If she ignored his order and put herself in danger for no reason at all the potential rage it would unleash in him could power a sun. No one would be safe from his anger if she died as randomly and as senselessly as those he loved before her. He might never recover.

So Duo refused to turn her death into a vessel for his own anger.

Because it wasn't about him. It was about her. He was simply collateral damage in her tragedy.

Duo slouched in his seat as much as his safety harness allowed. He loved Hilde fiercely and showed her how much he loved her every chance he got while she was alive. No matter what mistakes he made over the course of their friendship he always overtly loved her and readily supported her. But he knew even then that loving someone doesn't magically help them overcome their traumas. He couldn't will Hilde into better mental health.

Sometimes Heero would complain that Duo took too many trips to L2. He never told Heero a few of those trips were because she lost a fight with her PTSD. He only told him there was an emergency and she needed him. He never felt comfortably discussing anyone's mental health without consent. Keeping things vague with Sally was fine, but he didn't go into details with her. Maybe, with Hilde gone, he'd open up one day. He hoped he could open up to Heero about her, but having Sally or Wufei listen would ease his heart, too.

Maybe one he could talk about her without getting looks of pity.

He blew a puff of air through his long bangs. What would Hilde say if she could see him now? He wasn't sure, but he desperately wanted her advice. She always knew what to say.

And then, out of habit, he pulled his phone and scrolled to find her last text.

Don't be an idiot. You're not the center of the world.

The tension in his chest eased. Why did that text calm him so much? Maybe because it was timeless, like Hilde.

Don't be an idiot. He could manage that. All he needed to do was stop himself from over thinking the situation. He wanted to be with Heero and though his mind never appeared to let him live without doubts he was 99% sure Heero wanted to be with him, too. So he shouldn't be an idiot. He should just find Heero and tell him he wanted a romantic and physical relationship. That seemed simple enough.

You're not the center of the world. This time around her words were a little harder to fit in, but maybe recognizing there would never be a perfect time to confess to Heero was close enough. The world wasn't going to create some fairy tale moment for them. He needed to simply get the task done. If there was any magic to be had it would derive from their chemistry and not some perfect setup.

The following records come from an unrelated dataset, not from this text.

PR #1258, opened 2022-05-05
EVG-14731: Indicate when commits will be preserved in Enqueue Modal

minnakt:
[EVG-14731](https://jira.mongodb.org/browse/EVG-14731)

### Description 
This PR makes it so that if a user tries to enqueue a patch that was created with the `--preserve-commits` option, there will be 1) a message that says the commits will be preserved and 2) no text box as the commit message cannot be edited.

Note: The enqueue button is only enabled for patches. So this modal would never be reachable from a version.

### Screenshots
https://user-images.githubusercontent.com/47064971/166992260-66986e3a-5f8f-47b3-a1dd-f6639811dcc3.mov

### Testing 
- manually, example patch [here](https://spruce.mongodb.com/user/minna.kt/patches?commitQueue=true&patchName=preserve%20commits)

### DIFF
--- a/src/components/PatchActionButtons/EnqueuePatch.tsx
+++ b/src/components/PatchActionButtons/EnqueuePatch.tsx
@@ -1,15 +1,6 @@
 import { useState } from "react";
-import { useQuery } from "@apollo/client";
 import { DropdownItem } from "components/ButtonDropdown";
-import {
-  CodeChangesQuery,
-  CodeChangesQueryVariables,
-} from "gql/generated/types";
-import { GET_CODE_CHANGES } from "gql/queries";
 import { EnqueuePatchModal } from "pages/version/index";
-import { commits } from "utils";
-
-const { shouldPreserveCommits } = commits;
 
 interface EnqueuePatchProps {
   patchId: string;
@@ -32,19 +23,6 @@ export const EnqueuePatch: React.VFC<EnqueuePatchProps> = ({
       ? visibilityControl
       : fallbackVisibilityControl;
 
-  const { data, previousData } = useQuery<
-    CodeChangesQuery,
-    CodeChangesQueryVariables
-  >(GET_CODE_CHANGES, {
-    variables: { id: patchId },
-    skip: !isVisible,
-  });
-  const { patch } = data ?? previousData ?? {};
-  const { moduleCodeChanges } = patch ?? {};
-  const preserveCommits = moduleCodeChanges?.length
-    ? shouldPreserveCommits(moduleCodeChanges[0].fileDiffs)
-    : false;
-
   return (
     <>
       <DropdownItem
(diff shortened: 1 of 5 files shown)


src/components/PatchActionButtons/EnqueuePatch.tsx
```diff
@@ -23,6 +32,19 @@ export const EnqueuePatch: React.VFC<EnqueuePatchProps> = ({
...
       : fallbackVisibilityControl;
 
+  const { data, previousData } = useQuery<
+    CodeChangesQuery,
+    CodeChangesQueryVariables
+  >(GET_CODE_CHANGES, {
+    variables: { id: patchId },
+    skip: !isVisible,
+  });
+  const { patch } = data ?? previousData ?? {};
```
minnakt, line 42: I did this to prevent this glitchy weirdness 😞

https://user-images.githubusercontent.com/47064971/167157497-c1d21f1d-b9b9-4f93-94e5-808a26ac2d9b.mov

khelif96: How does this prevent the modal from doing that?

src/utils/commits/index.ts
```diff
@@ -1 +1,19 @@
...
+ * @return {boolean} true if commits are preserved, false if otherwise
+ */
+export const shouldPreserveCommits = (
+  fileDiffs: FileDiffsFragment[]
+): boolean => {
+  if (fileDiffs.length && fileDiffs[0].description !== "") {
+    return true;
+  }
+  return false;
+};
```
khelif96, line 19: This should probably live somewhere by enqueue modal i think its only used by that. Unless you think it might be used elsewhere.

minnakt: It's used by `CodeChanges.tsx`!

src/components/PatchActionButtons/EnqueuePatch.tsx
minnakt: When the state of the modal is no longer visible the `data` gets reset to `undefined` so `preserveCommits` becomes interpreted as `false`

Something interesting is that if I keep the `antd` Modal (as opposed to this LG Modal), the glitchiness doesn't happen

minnakt: I experimented by replacing our `VersionRestartModal` (which has a similar `skip: !visible` query) with a LG Modal as well and the same thing happens 😞

https://user-images.githubusercontent.com/47064971/167202303-61f62823-b5cf-4d6f-939a-0cb28cb20369.mov

khelif96: interesting... i would be curious to know why this happens. Does Apollo set the data to undefined when the component unmounts? Does LG unmount the modal in a different way than  antd?

khelif96 (approved):

src/components/PatchActionButtons/EnqueuePatch.tsx
minnakt: Yeah 🤔 Maybe `antd` preserves the content somehow before the modal fully closes? They do have a swanky animation on their modal which possibly presents the user from noticing it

Duo whispered to no one "Thanks, Hilde" and checked the time. In six hours he'd land the shuttle, report in to Une, and tell Heero he wanted to try a full relationship again. It was long past time for him to take the leap towards happiness. He was ready, after so much grief and isolation, to let joy back into his life. Allowing his pain dictate how he lived was never a good long term option and now it wasn't an option at all. He would set things right and start reaching for what he wanted.

A smile that was more sweet than bitter crept onto his face. Hilde would've loudly cheered his decision before scolding him about how long it took to begin prioritizing himself. He still missed her, but instead of grief he was gifted with feeling her love again.

He'd hold onto that for however long it lasted.